Нина продолжала говорить безжизненным голосом, не отводя взгляда от какой-то точки, расположенной далеко-далеко, за многие километры отсюда.
– Ты наехал на Гирю. Я тебя просила? Я просила тебя, чтобы ты мне помог, а ты сделал все еще хуже. Ты выгнал этого урода, но он не исчезнет. Ему нужны бабки, и он их добудет. Это Гиря мог позволить себе подождать, а у Сани Скока такой возможности нет. Он становится хозяином, и все должны понять, что он шутить не будет.
– Я с ним…
– Что ты с ним? – спросила Нина. – Разберешься? Ты его замочишь, Зеленый? Вот тогда он точно не полезет. А так… Он мне все понятно обрисовал – еще пару ремонтов, и деньги закончатся. И я продам клуб. Или даже просто отдам. Это Гиря по старой памяти собирался играть в благородство, а этот просто заберет, за полтора доллара.
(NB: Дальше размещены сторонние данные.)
PR #5235, opened 2023-05-23
[lit] Use ls -l instead of file -E

python3kgae:
Avoid use file -E because ls is more available on Windows.
Use ls -1 %T | not grep "\\.pdb$" instead of not ls -1 %T because not ls *.pdb not work on windows.

### DIFF
--- a/tools/clang/test/DXC/embed_dbg.test
+++ b/tools/clang/test/DXC/embed_dbg.test
@@ -1,7 +1,7 @@
 // Embed debug info
 // RUN: %dxc /T ps_6_0 %S/Inputs/smoke.hlsl /Zi /Qembed_debug /Fo %t.embedpdb
 // RUN: %dxc -dumpbin %t.embedpdb | FileCheck  %s --check-prefix=EMBED_PDB
-// RUN: not ls -l *.pdb
+// RUN: not ls *.pdb && count 0
 
 // Auto-embed debug info when no debug output, and expect warning signifying that this is the case.
 // RUN: %dxc /T ps_6_0 %S/Inputs/smoke.hlsl  /Zi /Fo %t.embedpdb2 /Fe %t.err.embedpdb
--- a/tools/clang/test/DXC/embed_dbg.test
+++ b/tools/clang/test/DXC/embed_dbg.test
@@ -2,8 +2,7 @@
 // RUN: %dxc /T ps_6_0 %S/Inputs/smoke.hlsl /Zi /Qembed_debug /Fo %t.embedpdb
 // RUN: %dxc -dumpbin %t.embedpdb | FileCheck  %s --check-prefix=EMBED_PDB
 
-// RUN: ls  %T | not grep "\\.pdb$"
-
+// RUN: ls -1 %T | not grep "\\.pdb$"
 
 // Auto-embed debug info when no debug output, and expect warning signifying that this is the case.
 // RUN: %dxc /T ps_6_0 %S/Inputs/smoke.hlsl  /Zi /Fo %t.embedpdb2 /Fe %t.err.embedpdb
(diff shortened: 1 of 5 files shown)


dmpots (approved):
LGTM

pow2clk (approved):
I'm still slightly suspicious that it can't be this simple 🤔. I can't see why it shouldn't be though!

tools/clang/test/DXC/root_sig.test
```diff
@@ -27,7 +27,7 @@
 // Set root signature when already has one should succeed
 // RUN: %dxc %t.define.cso /dumpbin /setrootsignature %t.rootsig.cso /Fo %t.smoke.rsadded.cso
 // Make sure %t.smoke.rsadded.cso exist.
-// RUN: file -E %t.smoke.rsadded.cso
+// RUN: ls -l %t.smoke.rsadded.cso
```
bogner, line 30: Why `-l`? I think `ls` by itself (or `ls -1` if we're checking the output maybe) is sufficient.

tools/clang/test/DXC/embed_dbg.test
```diff
@@ -1,7 +1,7 @@
 // Embed debug info
 // RUN: %dxc /T ps_6_0 %S/Inputs/smoke.hlsl /Zi /Qembed_debug /Fo %t.embedpdb
 // RUN: %dxc -dumpbin %t.embedpdb | FileCheck  %s --check-prefix=EMBED_PDB
-// RUN: not file -E *.pdb
+// RUN: not ls -l *.pdb
```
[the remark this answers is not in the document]
python3kgae: Updated.

tools/clang/test/DXC/root_sig.test
python3kgae: Change to only ls.

tools/clang/test/DXC/embed_dbg.test
```diff
@@ -1,7 +1,7 @@
 // Embed debug info
 // RUN: %dxc /T ps_6_0 %S/Inputs/smoke.hlsl /Zi /Qembed_debug /Fo %t.embedpdb
 // RUN: %dxc -dumpbin %t.embedpdb | FileCheck  %s --check-prefix=EMBED_PDB
-// RUN: not file -E *.pdb
+// RUN: not ls *.pdb && count 0
```
bogner, line 4: This should be `not ls *.pdb | count 0` rather than `&&` - count reads its standard input

python3kgae: Fixed.

tools/clang/test/DXC/embed_dbg.test
```diff
@@ -1,7 +1,7 @@
 // Embed debug info
 // RUN: %dxc /T ps_6_0 %S/Inputs/smoke.hlsl /Zi /Qembed_debug /Fo %t.embedpdb
 // RUN: %dxc -dumpbin %t.embedpdb | FileCheck  %s --check-prefix=EMBED_PDB
-// RUN: not file -E *.pdb
+// RUN: not ls *.pdb | count 0
```
tex3d, line 4: Why isn't this `ls *.pdb | not count 0`?

hekota (approved):

tools/clang/test/DXC/strip_dbg.test
```diff
@@ -1,7 +1,7 @@
 // /Fd implies /Qstrip_debug ; path with / produces auto hash-named .pdb file
 // RUN: %dxc /T ps_6_0 %S/Inputs/smoke.hlsl /Zi /Fd ./ /Fo %t.strip
 // RUN: %dxc -dumpbin %t.strip | FileCheck  %s --check-prefix=STRIP_DBG
-// RUN: file -E *.pdb && rm *.pdb
+// RUN: ls *.pdb && rm *.pdb
```
tex3d, line 4: I still feel like we should have changed the option above where it says `/Fd ./` to `/Fd %t.pdbdir/` after making that directory.  Then we don't have to remove the pdb here.

tex3d (approved):
Tricky getting these shell commands all working the way you want!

И ты ничего ему не сделаешь… Или, все-таки, убьешь?
Нина, наконец, посмотрела на Гринчука.
– Что ты сделаешь, Юра?
Гринчук не ответил.
– А ты ничего не сделаешь. Рожу ему бить бесполезно, а на большее у тебя крутизны не хватит. И у твоих подчиненных – тоже. Вы все контуженные, – выкрикнула внезапно Нина. – Все. Мишка, которого превратили в инвалида, Браток, который никак не может выпутаться из соплей и ты, двинутый на благородстве и честности. Не может сам подполковник Гринчук марать руки. Трахать хозяйку клуба – может. А помочь, когда это действительно нужно – слабо. Слабак ты, Гринчук.
– Слушай, Нина… – пробормотал Гринчук, косясь на Шмеля.
– Я тебя все время слушала, Зеленый, все время. И мне стало от этого легче? Кому-нибудь вообще становится возле тебя легче, правильный мент? Ты не можешь любить. Ты можешь только использовать других. И рано или поздно ты поймешь, что всех ты используешь только для себя. Для выполнения своих желаний. Тебе показалось правильным пригреть меня – пригрел, а то ведь не к кому было поехать перетрахнуться. Захотел, чтобы у тебя были безотказные шестерки – взял к себе Братка и Мишу. И тебе насрать, Гринчук, хорошо нам всем или плохо… Ты же знаешь, что для меня этот клуб. И знаешь, на что я готова была ради этого. Я хотела сделать все чисто и правильно. И от тебя только хотела, чтобы ты помог мне отчистить клуб от грязи и дерьма. А ты мне не помог. Ты приходил сюда, пока все нормально, а когда начались проблемы, ты не просто ушел, ты даже забрал отсюда Кошкиных. Ты меня оставил одну. Бросил меня…
– Нина, я ведь…
– Что? – выкрикнула Нина. – Что? Ты мне не можешь простить того вечера, когда я тебя подставила? Я сама его себе не могу простить. Но ты ведь тогда сам этого хотел, тебе было нужно, чтобы они все поверили… Ты мне тогда сказал, что и дальше будешь ждать моего предательства. Но предал сам. Ты меня предал, Гринчук.
– Что ты сказала? – помертвел лицом Гринчук. – Я предал? Я же тебя просил – оставить этот клуб в покое. Уйди и не возвращайся, пока я всего не решу.